PR #859, opened 2025-06-27
Allow servers to require `MCP-Protocol-Version`

jonathanhefner:
(This is based on top of https://github.com/modelcontextprotocol/modelcontextprotocol/pull/830.)

This changes "server **SHOULD** assume protocol version" to "server **MAY** assume protocol version", in order to allow servers to reject requests that are missing the `MCP-Protocol-Version` header.

/cc @kurtisvg per https://github.com/modelcontextprotocol/modelcontextprotocol/pull/855#issuecomment-3014153193.

### DIFF
--- a/docs/specification/draft/basic/transports.mdx
+++ b/docs/specification/draft/basic/transports.mdx
@@ -252,7 +252,7 @@ initialization](/specification/draft/basic/lifecycle#version-negotiation).
 
 For backwards compatibility, if the server does _not_ receive an `MCP-Protocol-Version`
 header, and has no other way to identify the version - for example, by relying on the
-protocol version negotiated during initialization - the server **SHOULD** assume protocol
+protocol version negotiated during initialization - the server **MAY** assume protocol
 version `2025-03-26`.
 
 If the server receives a request with an invalid or unsupported


docs/specification/draft/basic/transports.mdx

- ABOUT THIS EXERCISE:
Which lines in the material above include the string "basic"? Pull them out.

- WRITTEN SOLUTION:
--- a/docs/specification/draft/basic/transports.mdx
+++ b/docs/specification/draft/basic/transports.mdx
@@ -252,7 +252,7 @@ initialization](/specification/draft/basic/lifecycle#version-negotiation).
docs/specification/draft/basic/transports.mdx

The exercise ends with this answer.